Many people, especially in huge articles like the GT200 launch article, skip over the very text heavy pages I tend to write. Especially as I have a flair for low-level technical detail that not everyone enjoys.
In this recent foray into GPU architecture guess work, we spent some time speculating about G80 and GT200 SP pipeline depth. Our guess was 8 stages based on the depth of other architectures at that speed and the potential of wasted power with very deep pipelines. It turns out that we may have guessed way too low on this one (Anand: ahem, actually someone came up with 15).
One of our readers, Denis Riedijk, pointed us to NVIDIA's own forums and CUDA programming guide. These sources reveal that properly hiding instruction latency requires 6 active warps per SM. The math on this comes out to an effective latency of 24 cycles before a warp can be scheduled to process the next instruction in its instruction stream.
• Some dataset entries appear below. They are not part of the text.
PR #707, opened 2015-10-31
Wbb cards

trandbea:
Adding cards for Wbb @ LO + up to 2 extra partons.

### DIFF
--- a/bin/MadGraph5_aMCatNLO/cards/production/13TeV/WBBJetsToLNu_5f_LO_MLM/WBBJetsToLNu_5f_LO_MLM_proc_card.dat
+++ b/bin/MadGraph5_aMCatNLO/cards/production/13TeV/WBBJetsToLNu_5f_LO_MLM/WBBJetsToLNu_5f_LO_MLM_proc_card.dat
@@ -1,0 +1,19 @@
+import model sm-ckm_no_b_mass
+
+define p = p b b~
+define j = p
+define bb = b b~
+define l+ = e+ mu+ ta+
+define l- = e- mu- ta-
+
+# Specify process(es) to run
+generate p p > l+ vl bb bb / t t~ H @0
+add process p p > l+ vl bb bb j / t t~ H @1
+add process p p > l+ vl bb bb j j / t t~ H @2
+
+add process p p > l- vl~ bb bb / t t~ H @3
+add process p p > l- vl~ bb bb j / t t~ H @4
+add process p p > l- vl~ bb bb j j / t t~ H @5
+
+# Output processes to MadEvent directory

Each warps takes 4 cycles to process in an SM (4 threads from a warp are processed on each of the 8 SPs) and 6*4 is 24. You can also look at it as 6 warps * 32 threads/warp = 192 threads and 192 threads / 8 SPs = 24 threads per SP, and with a throughput of 1 instruction per cycle = 24 cycles.
My first thought was that their scheduling hardware might not be able to handle scheduling fewer warps fast enough or that the way they manage local memory might require a delay for some other reason to cover read after write dependancies. But reading through the threads Denis pointed us to really seem to indicate that it might just be pipeline depth that gives us this lantecy. From NVIDIA's Mark Harris in one of the threads:
"The latency is approximately 22 clocks (this is the 1.35 GHz clock on 8800 GTX), and it takes 4 clocks to execute an arithmetic instruction (ADD, MUL, MAD, etc,) for a whole warp."
There's also an indication of the size of G80/GT200's SP register file in the CUDA forums. Harris mentions that one way of hiding ALU latency is by ensuring at most 25% of the available register space is in use, or 42 registers per thread. That would put G80 at 168 registers or GT200 at 336 registers per thread.
Which brings us to a broader point. NVIDIA is going to have to give CUDA developers more detail in order for them to effectively use the hardware. Certainly we don't believe Intel gives away as much technical detail as they do because they are so benevolent: developers need to know the details in order to get the most out of their code, and this is more and more true as you reach up into the HPC markets that NVIDIA is targeting. Companies that pay hundreds of thousands for compute clusters aren't interested in just throwing away compute power: they want and need to get the most out of every cycle.
While I do hope that NVIDIA will continue to move in the direction of giving us more detail, or at least of giving us the detail they are already publicly sharing with developers, we certainly do have a better idea of where to look when we want low-level technical information now. Looks like I'm going to have to sit down and start writing all those CUDA apps I've been putting off.